== Your instructions ==
From the entries that follow, report every line in which "empty" occurs.

(Stored data)

+ + +

Issue #517, opened 2022-08-31
LGTM-Alert Prototype pollution?


Uzlopak:
### Prerequisites

- [X] I have written a descriptive issue title
- [X] I have searched existing issues to ensure the issue has not already been raised

### Issue

We should just check if this is a valid alert or not.

https://lgtm.com/projects/g/fastify/fast-json-stringify?mode=tree&ruleFocus=1513136283260

According to lgtm it was introduced with #504

mcollina:
It's not a problem: https://github.com/fastify/fast-json-stringify#security

climba03003:
Even the alert itself should be false positive.

`fjsCloned` is a symbol, not user provided string. It can never be `__proto__` and trigger the problem described.

PR #518, opened 2022-08-31
refactor: remove array items schema cloning

ivan-tymoshenko:
Even if #517 is not an issue, we don't need to clone and modify the schema here. It's enough to reassign the variable.


mcollina (approved):
lgtm

PR #519, opened 2022-09-01
refactor: remove empty schema handler

ivan-tymoshenko:
The empty schema handler is the same as the default handler.


mcollina (approved):
lgtm

PR #520, opened 2022-09-02
feat: drop nullable const support

ivan-tymoshenko:
❗BREAKING CHANGES

I didn't check it here #511 but turns out if the schema has const property, it can't be nullable.

If I have a schema like that: 
```json
{ "type": ["string", "null"], "const": "abc" }
```
or 
```json
{ "type": "string", "nullable": true, "const": "abc" }
```
it will validate the `null` value as false. That means if we serialize the `null` value as `null`, the serialized object would fail the validation.

P.S. I was confused because I saw the validation check, but it turns out that `is-my-json-valid` doesn't handle `const` check at all.
https://github.com/fastify/fast-json-stringify/blob/ab900c85f1dd047da1a7a94b5b0b69f782434fe1/test/const.test.js#L242

### DIFF
--- a/test/const.test.js
+++ b/test/const.test.js
@@ -238,7 +238,7 @@ test('schema with const and null as type', (t) => {
     foo: null
   })
 
-  t.equal(output, '{"foo":null}')
+  t.equal(output, '{"foo":"baz"}')
   t.ok(validate(JSON.parse(output)), 'valid schema')
 
   const output2 = stringify({ foo: 'baz' })
@@ -262,7 +262,7 @@ test('schema with const as nullable', (t) => {
     foo: null
   })
 
-  t.equal(output, '{"foo":null}')
+  t.equal(output, '{"foo":"baz"}')
   t.ok(validate(JSON.parse(output)), 'valid schema')
 
   const output2 = stringify({
--- a/index.js
+++ b/index.js
@@ -765,12 +765,6 @@ function buildValue (location, input) {
   let funcName
 
   if ('const' in schema) {
-    if (nullable) {
-      code += `
-        json += ${input} === null ? 'null' : '${JSON.stringify(schema.const)}'
-      `
-      return code
-    }
     code += `json += '${JSON.stringify(schema.const)}'`
     return code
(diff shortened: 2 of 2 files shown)


test/const.test.js
```diff
@@ -238,7 +238,7 @@ test('schema with const and null as type', (t) => {
     foo: null
   })
 
-  t.equal(output, '{"foo":null}')
+  t.equal(output, '{"foo":"baz"}')
```
Uzlopak, line 241: `JSON.stringify({foo: null })`  is `{"foo":null}`

So how can it be that stringifying `{ foo: null }` results in `{"foo": "baz} `

ivan-tymoshenko: FJS output should be equal to JSON.stringify only when you pass data that match the data schema. You shouldn't pass `null` as a data input for schema { "type": ["string", "null"], "const": "abc" }, because null doesn't match the schema.

ivan-tymoshenko: We want this to work:
```js
const schema = { /*some json schema draft 7*/ }
const data = { /*data that match to schema or can be coerced according to FJS rules */ }

const json = fjs(data)
const parsedData = JSON.parse(json)

validate(schema, data) // should be always true
```

And if we serialize `null` as `null`, 
```js
validate({ "type": ["string", "null"], "const": "abc" }, null)
```
will return false.

ivan-tymoshenko: For the same reason, if you pass `null` to the serializer with schema `{ "type": "number" }`, you will get `0`, instead of `null`.

ivan-tymoshenko:
We would have caught this error if we had checked the schema correctly. For example, Ajv does not allow the const and nullable keywords to be used in a schema at the same time. It will throw an error if you add schema with both properties. FJS validates input schemas with JSON schema draft 7 but uses an extended version of the specification. "nullable" keyword is not a part of JSON schema spec.

mcollina:
Unfortunately I think we should land this in a `next` branch and wait for the Fastify v5 release train (2023).

PR #523, opened 2022-09-05
refactor: handle nullable schema in one place

ivan-tymoshenko:
I'm sorry that there are so many changes. Most of them are decomposition into functions without changes. This PR does two things:
1. Handles nullable property in one place instead of checking it all over the code.
2. Optimize handling multitype schemas. 

I can't separate these two changes. They are related to each other.


mcollina (approved):
lgtm

Eomm (approved):

PR #469, opened 2022-06-26
Rename null texture field to name friendlier to language bindings

ryuukk:
"null" is a reserved keyword in most languages, to make the usage of the library easier for other languages (and other compilers zig/D), let's rename it, it also is a better name in my opinion, null should be reserved in C too imo

### DIFF
--- a/src/nuklear.h
+++ b/src/nuklear.h
@@ -906,7 +906,7 @@ NK_API void nk_input_end(struct nk_context*);
 /// cfg.curve_segment_count = 22;
 /// cfg.arc_segment_count = 22;
 /// cfg.global_alpha = 1.0f;
-/// cfg.null = dev->null;
+/// cfg.tex_null = dev->tex_null;
 /// //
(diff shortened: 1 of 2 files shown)


dumblob:
Looks OK to me on the first glance.

Could someone else please review this? Maybe also @Hejsil as a Zig expert :wink:?

RobLoach (approved):
This makes more sense to me. `null` as a variable name is pretty problematic. Glad to get some context here.

Hejsil:
As for Zig, `@"null"` can be used for variable, field, function and declaration names, so it is not really a problem as long as Zig's auto translation tools actually does the correct thing. Idk about other languages, though, so this might still be a necessary change,

dumblob:
@ryuukk ok, please bump the version (the third number only) to not break any build pipelines expecting that each release has a corresponding unique version string and then we will merge this :wink:. Thanks!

+ + +

== Exercise answer ==
refactor: remove empty schema handler
The empty schema handler is the same as the default handler.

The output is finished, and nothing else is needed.